Constitutionalists and I can agree that individual rights would be much safer if Ron Paul or Andrew Napolitano were in charge of interpreting the Constitution. But isn’t the point of a Constitution to protect those rights regardless of who decides on their implementation? And if that is the case, aren’t we back where we started, asking what good the Constitution is if it can not prevent the proliferation of government? We know the minimal state lies somewhere between anarchy and dictatorship but nobody knows exactly where.
The crucial question is not which interpretation of the Constitution is ‘correct’, but which interpretation is implemented. Implementation is the domain of the monopoly to rule all others: the monopoly on force. Whichever party possesses this most scarce of goods gets to set the parameters of legal correctness. A belief in constitutional truth divorced from political reality misses the point of both the inherent ambiguity of natural text and the monopoly that is decisive in determining what is fact and what is apocryphal in matters of law. A government-granted monopoly on interpretation is the reason there can be no such thing as a ‘minimal state’ as constitutionalists understand it.
Instead of working against the dynamic nature of law, continuously and aimlessly trying to fixate the meaning of rules never meant to be immutable, we should try working with it. According to Johann Gevers, decentralized law is one of the four pillars of a decentralized society. In the foreseeable future enforcing contracts will be more a matter of code than of court.

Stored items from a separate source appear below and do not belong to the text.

Issue #218, opened 2026-08-07
Packaging: assert the install set stays scoped


marc-korte:
#215 scoped the install set down to the Dusk payload with EXCLUDE_FROM_ALL on JUCE's subdirectory. Nothing asserts it stays that way.

Two guards worth adding:

- scripts/package-windows.ps1's install gate asserts presence only (bin/DuskStudio.exe, plugin host, LICENSE files). Add an absence check: fail if the staged prefix contains include/ or lib/cmake/, or cap the file count. A future add_subdirectory landing without EXCLUDE_FROM_ALL would ship silently today.
- tests/CMakeLists.txt pulls Catch2 via FetchContent with no EXCLUDE_FROM_ALL, so Catch2's headers, libs and cmake config sit in the build-tests install set. Nothing cpacks that dir, so it is latent, but it is the same class of leak.

Issue #214, opened 2026-08-06
LICENSES.txt completeness: JUCE-bundled libraries (SheenBidi is Apache-2.0), dynamic deps, and two wrong entries


marc-korte:
Follow-up to #179, which credited the notepad's DPF/ImGui/pugl stack and started shipping the license texts in packages. A completeness sweep over what the shipped binary actually links found more attribution-bearing components with no LICENSES.txt entry. All confirmed by symbol in the built binary unless noted.

**Statically linked through JUCE.** The current JUCE entry covers only JUCE-the-framework; JUCE's own LICENSE.md enumerates these bundled libraries:

- SheenBidi - **Apache-2.0**. Highest priority here: Apache-2.0 requires the license copy AND the NOTICE file accompany the binary, so this is an obligation we are not currently meeting, not just a missing credit.
- HarfBuzz (old MIT; Google, Ebrahim Byagowi, Facebook, Mozilla, Codethink, Nokia, Keith Stribley, SIL)
- libjpeg (IJG license, which requires the "based in part on the work of the Independent JPEG Group" acknowledgement)
- libpng (PNG Reference Library License v2)
- zlib (Jean-loup Gailly and Mark Adler)
- libFLAC (BSD-3-Clause)
- Ogg/Vorbis (BSD-3-Clause, Xiph.Org)

**Direct dynamic dependencies** missing from the system-libraries entry: libdbus-1 (AFL-2.1 / GPL-2+ dual, on the link line via dgl-system-libs), libfreetype (FreeType License, which carries a credit clause), libfontconfig (MIT-style).

**sfizz sub-bundles** absent from its Notes sub-list: dr_libs, WavPack, libaiff, cephes, stb_vorbis. Lower priority - all permissive, and sfizz itself is credited.

**Two pre-existing factual errors in the file:**

1. The JUCE entry says "Dual-licensed - GPL-3.0 (used here) OR JUCE Commercial". Wrong for JUCE 8: the open-source arm is **AGPLv3** (JUCE-wayland/LICENSE.md). GPLv3 section 13 supplies the compatibility bridge and the network clause is inert for a desktop application, so this is a documentation-accuracy defect rather than a violation - but it is the most consequential wrong line in the file.
[...]

PR #222, opened 2026-08-07
fix(packaging): exclude JUCE's install rules from the package

### LINKED ISSUE #215: Packaging: cmake --install ships the entire JUCE source tree and juceaide (97 MB)
`cmake --install` lays down 97 MB / 3084 files, of which the actual Dusk Studio payload is about 16 KB of desktop/appdata/mime/icon plus the binaries:

- bin/JUCE-8.0.12/juceaide - a build tool, shipped in a runtime package
- include/JUCE-8.0.12/modules/** - the entire JUCE source tree, including its vendored harfbuzz, sheenbidi, jpglib, pnglib, zlib, flac and oggvorbis sources
- lib/cmake/JUCE-8.0.12/**

Cause: JUCE's add_subdirectory injects its own install rules into our install set. Reaches deb, rpm, MSI and DMG, since all four go through cpack. The tarball is unaffected because scripts/package-tarball.sh hand-stages, and the tarball is the only artifact linux-release.yml publishes today - so this is currently latent rather than shipped.

Three distinct problems if a package is ever cut:

1. FHS and Debian policy: /usr/bin/JUCE-8.0.12/juceaide is a build tool under /usr/bin in a runtime package.
2. Namespace collision: a package named dusk-studio claiming /usr/include/JUCE-8.0.12/** and /usr/lib/cmake/JUCE-8.0.12/** would conflict with any real JUCE development package.
3. Licensing posture: it silently redistributes the complete JUCE source tree plus seven bundled third-party libraries, which is a materially different distribution than linking JUCE, and none of the LICENSES.txt entries describe it.

Fix is small: scope CPACK_COMPONENTS_ALL to our own component, or add_subdirectory JUCE with EXCLUDE_FROM_ALL.

marc-korte:
Fixes #215.

One functional line: JUCE's add_subdirectory gains EXCLUDE_FROM_ALL, which stops CMake emitting the subdirectory's install script. cmake --install drops from 3089 files / 101 MiB to 9 files / 37 MiB; the 9 survivors are the Dusk payload and match the previous install byte for byte apart from relink build ids. No juceaide, no include/JUCE-8.0.12, no lib/cmake/JUCE-8.0.12 in any package.

Safe because JUCE's directory contributes only INTERFACE libraries and an imported juceaide, so nothing we build leaves the default build. Verified from scratch: clean configure + build (warning count identical), cpack TGZ payload is exactly the 9 files, 632/632 tests, juce-gate green. sfizz and DPF already carried EXCLUDE_FROM_ALL; the generated install script now includes nothing.

Packaging surfaces audited: package-tarball.sh hand-stages and never runs cmake --install; package-windows.ps1's install gate asserts only files from our own rules; macOS DragNDrop and DEB/RPM sit on the same scoped install set.

Merge order: land #214 first. The JUCE source tree this removes was the accidental carrier of third-party license texts in the DMG and MSI; #214 makes LICENSES.txt the deliberate carrier.

Follow-up regression guards (assert the install set stays scoped) are #218.

### DIFF
--- a/CMakeLists.txt
+++ b/CMakeLists.txt
@@ -260,7 +260,11 @@ if(CMAKE_SYSTEM_NAME STREQUAL "Linux")
     unset(_duskstudio_juce_wayland_dir)
 endif()
 
-add_subdirectory(${DUSKSTUDIO_JUCE_SOURCE_DIR} ${CMAKE_CURRENT_BINARY_DIR}/JUCE)
+# EXCLUDE_FROM_ALL keeps JUCE's own install rules out of our install set;
+# without it every cpack package carries juceaide, the whole module source
+# tree and JUCE's CMake package config. The default build is unaffected: the
+# modules are INTERFACE libraries and juceaide is an imported executable.
+add_subdirectory(${DUSKSTUDIO_JUCE_SOURCE_DIR} ${CMAKE_CURRENT_BINARY_DIR}/JUCE EXCLUDE_FROM_ALL)
 
 # App icon. JUCE bakes the PNG into platform-specific resources at
 # build time (.ico on Windows, .icns on macOS, embedded data block on


marc-korte:
@coderabbitai review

Instead of granting a small group of judges the power of both word and sword, the tools to let the community decide on the meaning and implementation of justice are on the horizon. Soon there will be no reason other than tradition why a judge has to be one person instead of many.

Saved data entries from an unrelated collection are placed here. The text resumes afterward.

Issue #178, opened 2026-08-05
0.13.0 release mechanics: VERSION gate, CHANGELOG, appdata backfill, stale version sites


marc-korte:
Mechanical release chores that will fail or embarrass a `v0.13.0` tag if skipped. 0.13 is the first release cut from main. Note: no `v0.12.7` tag exists — the 0.12.7 wave merged to release/0.12 but was never versioned or tagged (`VERSION` there still reads 0.12.6); decide whether to tag it or fold its notes into 0.13.0.

**Tag-gate blockers**
- `VERSION` reads `0.12.2`; all four release workflows hard-assert `v$(cat VERSION) == $GITHUB_REF_NAME` (`linux-release.yml:81`, `macos-release.yml:57`, `windows-build.yml:63`, `manual-pdf.yml:58`). Tagging without the bump fails every artifact.
- `CHANGELOG.md` has no `[0.13.0]` section and `scripts/bump-version.sh:47-50` aborts without one. 61 commits since v0.12.6 are unrecorded, including native macOS AU (#154), PipeWire backend (#79), live-input monitoring (#77), MIDI hot-plug (#100), SoundFont preset browser (#96), single-pass stems + realtime bounce (#66), and the notepad (#159/#176).
- `packaging/DuskStudio.appdata.xml:33` — top release entry is 0.12.2; main is missing the 0.12.3-0.12.6 entries that exist on release/0.12 (lines 33-52 there). Backfill before running the bump so 0.13.0 lands on top.

**Bump order (script aborts otherwise)**
1. CHANGELOG section → 2. appdata backfill → 3. clean `../JUCE-wayland` (script hard-fails on a dirty fork) → 4. `scripts/bump-version.sh 0.13.0 "<notes>"` → 5. hand edits below → 6. commit → 7. tag on the commit where VERSION reads 0.13.0.

**Hand-edit sites the script does not touch**
- `src/engine/clap/ClapHost.cpp:19` — hardcoded `host.version = "0.12.0"` reported to every hosted CLAP plugin.
- `README.md:25` says "v0.11.1 (Beta)" (six releases stale); `:57` claims "234 Catch2 tests across 58 files" (actual: ~562 across 138); the `:27-52` status table has no notepad row; `:119` references the removed `plugins-main` checkout.
[...]

PR #233, opened 2026-08-09
chore(release): harden the 0.13.0 release mechanics

marc-korte:
Part of #178 (the remaining items there - maintainer email, the bump itself, the tag - are release-day steps done by hand).

- AppStream release dates aligned to their tags in UTC, the convention bump-version.sh itself stamps with `date -u` (0.11.0 -> 2026-06-22, 0.12.2 -> 2026-07-13; 0.12.3 stays 2026-07-15, which is the tag's UTC date). CHANGELOG's 0.12.2 heading synced to match.
- bump-version.sh: the appdata splice anchor now matches the full anchor comment, first occurrence only. The bare-phrase match was reproducibly corruptible: a release note quoting the phrase became a second anchor on the next bump and nested the new entry inside an old description, producing well-formed XML that passed every existing check. The spliced file is validated with xmllint before it replaces the original (control characters pass entity escaping but are XML-illegal; absent xmllint warns and continues), and VERSION is written last so an aborted bump leaves the tree untouched. The next-steps output now includes dating the changelog.
- The macOS, Windows and manual-PDF publishers get the race-checked create/recheck/upload block linux-release.yml already had, so concurrent tag workflows cannot fail on a 422 from a sibling's create. Known trade: a failure between create and upload leaves a published, asset-less release (previously create owned the assets atomically); net better for the race it closes. The single-shot recheck has no retry, matching the existing Linux block. The dead asset-glob length guard in the macOS/Windows copies (always nonzero because the SHA256SUMS literal is in the array) diverges from Linux's validated-glob version; left as is, both platforms catch empty asset sets earlier.
- README test counts corrected (660 cases across 143 files, counted).
- New release-mechanics contract test: exercises the real bump-version.sh against a fixture (splice placement above existing entries, decoy anchor inside an old description, VERSION written, control-character note aborts leaving VERSION and appdata untouched) and pins the four publishers' create/recheck/upload shape. It does not audit the wider release inventory (appdata ordering across files, changelog agreement); scope is the script and the publisher blocks.

One wrinkle for release day: the script stamps the appdata with the bump day's UTC date; tagging on a later day recreates the date drift this PR cleans up. Bump and tag on the same day, or expect a one-day skew.

## Summary by CodeRabbit

- **Bug Fixes**
  - Improved release publishing reliability by handling concurrent release creation and ensuring installers, PDFs, and checksums are uploaded correctly.
  - Prevented invalid release metadata from being saved during version updates.

- **Documentation**
  - Updated release dates and application metadata for versions 0.12.2 and 0.11.0.
  - Refreshed README test-count and repository information.

- **Tests**
  - Added automated validation for release workflows, version updates, changelog entries, and metadata integrity.

### DIFF
--- a/.github/workflows/macos-release.yml
+++ b/.github/workflows/macos-release.yml
@@ -217,16 +217,19 @@ jobs:
             exit 1
           fi
 
-          # Create the release on first push of this tag, else add the
-          # assets (idempotent re-run). --clobber overwrites a same-named
-          # asset from a previous attempt.
           if ! gh release view "$TAG" --repo "$RELEASES_REPO" >/dev/null 2>&1; then
-            gh release create "$TAG" \
+            if ! create_err=$(gh release create "$TAG" \
               --repo "$RELEASES_REPO" \
               --title "Dusk Studio $TAG" \
-              --notes "$NOTES" \
-              "${ASSETS[@]}"
-          else
-            gh release upload "$TAG" --repo "$RELEASES_REPO" --clobber "${ASSETS[@]}"
+              --notes "$NOTES" 2>&1); then
+              if gh release view "$TAG" --repo "$RELEASES_REPO" >/dev/null 2>&1; then
+                echo "release create raced with another release job; the release now exists, uploading."
+              else
+                echo "::error::gh release create failed for ${TAG} and no release exists:" >&2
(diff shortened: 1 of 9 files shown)


marc-korte:
@coderabbitai review

Issue #231, opened 2026-08-08
Stale-reap editor teardown still releases the container with the plugin view inside it (VST3 + AU)


marc-korte:
Follow-up from the #195 review. On the stale-owner reap path (instance already disposed), abandonPlugin() nulls the plugin-side handle but close() then runs removeFromSuperview + release on the host-owned container. The plugin's view is still a subview at that moment, so AppKit propagates viewWillMoveToWindow:/viewDidMoveToWindow down the detached subtree - and AUv2 Cocoa views commonly run AUListenerDispose / AudioUnitRemovePropertyListener from exactly those hooks, i.e. plugin code executing against a disposed instance. Refcount safety holds (the leaked open() retain keeps dealloc from running); the residual is the window-detach notification surface only.

This is inherited from the shipped #181 contract - Vst3Editor::close() has the same shape on macOS - so it must be fixed for VST3 and AU together, not one format alone. Candidate: abandonPlugin() also relinquishes the container (nil without release on the stale path, accepting the container leak), so close() no-ops after abandon; or detach the plugin view from the container inside abandonPlugin() without messaging beyond removeFromSuperview, and measure whether that is actually safer.

Not reachable on Linux. Needs a macOS pass to decide severity - the live-path (session load) ordering is benign because the unit is still alive when the detach notifications fire.

Issue #181, opened 2026-08-05
Native plugin editor lifetime: use-after-free on instance swap (CLAP/LV2/VST3)


marc-korte:
The native plugin editor components hold raw instance pointers with no owner or generation check, while several non-UI paths destroy the instance underneath them. One format already has the fix shape; the other three do not.

**Use-after-free on instance swap (critical)**
- `src/ui/ClapPluginEditorComponent.cpp:246-249` caches raw `plugin`/`hostPtr` into `ClapInstance::hostObj`. The instance can be destroyed by: undo replay (`src/session/RegionEditActions.cpp:925`), session restore (`src/engine/AudioEngine.cpp:1992/2030/2063/2095/2114/2137/2146`), and one-host-per-insert eviction (`src/dsp/ChannelStrip.cpp:546/585/620/658/694`).
- The 60 Hz `editor.pump()` then ticks a retired pointer; the `else { tryEmbed(); }` added in #169 additionally calls `gui->set_parent` on it every tick, and `~ClapPluginEditorComponent` writes through it (`hostPtr->setCallbacks(nullptr)`).
- The repo already solved this for the multisample editor: `ChannelStripComponent::syncMultisampleEditorOwner()` (`src/ui/ChannelStripComponent.cpp:2132`, `:3031`). There is no CLAP/LV2/VST3 equivalent. Same shape exists in `src/ui/Lv2PluginEditorComponent.h:53` and `Vst3PluginEditorComponent`.

**LV2 leak-on-close graph too small (high)**
- `src/engine/lv2/Lv2Editor.cpp:296-319` leaks only the two suil handles, then destroys `impl` — but the leaked UI holds `Impl*` as both its `SuilController` and `ui:resize` handle (`:47-49`, `:63-65`, `:71-84`), and `uiResize` dereferences `self->owner` unguarded (`:82`). The macOS TU does it correctly (`Lv2Editor_Mac.mm:274-289`: leaks the whole `Impl` and nulls `owner` first). Walk the reachable pointer graph and leak exactly that set.

**Teardown under a live leaked GUI (medium)**
[...]

PR #234, opened 2026-08-09
fix(au): give the AU editor the native-owner lifetime contract

### LINKED ISSUE #195: AU editor has the same instance-swap lifetime hole fixed for CLAP/LV2/VST3 in #181
Follow-up to #181: the AU editor path (`AuPluginEditorComponent` / `AuEditor`, macOS-only) has the identical lifetime shape — a cached raw instance pointer with no owner/generation check while undo replay, session restore, and insert eviction can destroy the instance underneath the editor poll.

The fix for #181 (branch fix/181-native-editor-lifetime) introduced the shared mechanism: `NativeInsertSlot::generation()` + `src/ui/NativeEditorOwner.h` stamp + `syncNativeEditorOwners()` reap. Applying it to AU is mechanical — stamp on open, reap in the same polls, plus an `AuEditor::abandonPlugin()` that nulls the plugin-side handles without calling through them — but it is macOS-only code that cannot be compile-verified on the Linux box, so it was deliberately left out of #181's branch rather than shipped blind.

Do this on macOS (or at minimum let macOS CI compile it and Marc smoke-test an AU editor open/close across a session reload).

**Constraint:** zero new JUCE — use the `dusk::` seams; any unavoidable allowlist count change is a hand edit justified in the PR body.

marc-korte:
Closes #195.

Ports the #181 stamp/reap mechanism to the AU editor, which still polled a cached instance pointer while session load, undo replay and insert eviction could destroy the Audio Unit under it. The editor stamps {slot, generation} at attach, checks staleness on the pump tick, the embed, the bounds push and the visibility flip, and is reaped in the same syncNativeEditorOwners pass as CLAP/LV2/VST3. NativeAuSlot needs no change: every AU mutation routes through the base slot's load/unload/leakForShutdown, all of which bump the generation (verified across ChannelStrip, AuxLaneStrip, RegionEditActions and AudioEngine; reactivate keeps the same AudioComponentInstance, so the stamp stays fresh).

AuEditor::abandonPlugin() nulls the plugin-side view without messaging it; the retain taken at open() is deliberately leaked so the view's dealloc, where AU views tear down their listeners against the unit, cannot run against a disposed instance. This is refcount-for-refcount the VST3 contract (Vst3Editor::abandonPlugin drops the IPlugView via take() without Release). close() still detaches and releases the host-owned container on every path. The visibility guard is AU-only by design: unhiding the container draws the plugin's Cocoa subview synchronously, unlike the VST3/X11 case where reveal touches only a host-owned foreign window.

Verification and its limits, stated plainly:
- Linux: app build clean, 649/649 ctest, juce-gate 179 files / 9239 uses unchanged, selftest 15/15 ALSA under Xvfb. However, every AU hunk is behind the Apple-only gate, so zero lines of the new AU code compiled in any of that. macOS CI on this PR is the first compile.
- Owed before this ships in a release: an AU editor smoke on real macOS - open an editor, reload the session, replace and evict the insert, undo across the replacement, quit with the editor open.

Residual, tracked as #231: on the stale-reap path the container release still propagates window-detach notifications through the plugin's view. Inherited from the shipped #181 contract (VST3 has the same shape), so it is filed to fix for both formats together rather than diverging AU here.

### DIFF
--- a/src/engine/au/AuEditor.h
+++ b/src/engine/au/AuEditor.h
@@ -25,6 +25,7 @@ public:
     void setBounds (int x, int y, int width, int height);
     void reveal();
     void hide();
+    void abandonPlugin() noexcept;
     void close();
     void pump();
 
--- a/src/engine/au/AuEditor.mm
+++ b/src/engine/au/AuEditor.mm
@@ -195,6 +195,18 @@ void AuEditor::pump()
     if (onResize) onResize (width, height);
 }
 
+void AuEditor::abandonPlugin() noexcept
+{
+    // The Audio Unit behind this view may already be disposed. Leaking the
+    // retain taken in open() guarantees the view's -dealloc - where AU views
+    // run their listener teardown against the unit - never executes; close()
+    // still detaches and releases the container this host owns, which does
+    // message the detached subtree, but only through plain NSView hierarchy
+    // notifications.
+    impl->pluginView = nil;
+    impl->embedded = false;
+}
+
 void AuEditor::close()
 {
     if (impl->pluginView != nil)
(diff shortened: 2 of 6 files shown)


marc-korte:
@coderabbitai review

Individual liberty is incompatible with being forced to obey other people’s interpretations of the laws that govern your life. The essence of liberty is to determine for yourself what you can and cannot do with your life, your body, your property. To guarantee this freedom it is not enough to have it written down somewhere and let others decide on its meaning. It is self-refuting to be forced to agree with how your liberties are protected. To further individual liberty, we need a more radical separation and decentralization of power than even the Founding Fathers envisioned. Taking for granted that others are in charge of pruning the tree of liberty is an idea that may very well have had its day.